Start of Raw data

Issue #516, opened 2015-10-08
Consent required name logic is invalid


umerkhan-apple:
## Consent Bug
The consent review step requires First Name and Last Name, but only entering the First Name allows the user to proceed.

#### Steps to reproduce
1. Open `ORKTest`
2. Tap `Consent Review`
3. Continue until you're asked to enter your name.
4. Type in `First Name`
5. `Next` button becomes enabled.

_* This can also be reproduced in `ORKCatalog`._

![simulator screen shot oct 8 2015 2 40 12 pm](https://cloud.githubusercontent.com/assets/13040996/10380819/17916ee6-6dcb-11e5-8b88-f574a1091273.png)

YuanZhu-apple:
Taking on it.

PR #518, opened 2015-10-08
Fix Issue #516: Consent required name logic is invalid

YuanZhu-apple:
Fix for #516

Regression caused by #443 (ORKFormItem: implement 'optional' property).


umerkhan-apple:
r=m3! :+1:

End of Raw data

- Goal of the exercise
From the line containing "PR #518, opened 2015-10-08" down to the last line of the data, transcribe every line exactly; nothing else should appear.

- Answer section
PR #518, opened 2015-10-08
Fix Issue #516: Consent required name logic is invalid

YuanZhu-apple:
Fix for #516

Regression caused by #443 (ORKFormItem: implement 'optional' property).


umerkhan-apple:
r=m3! :+1:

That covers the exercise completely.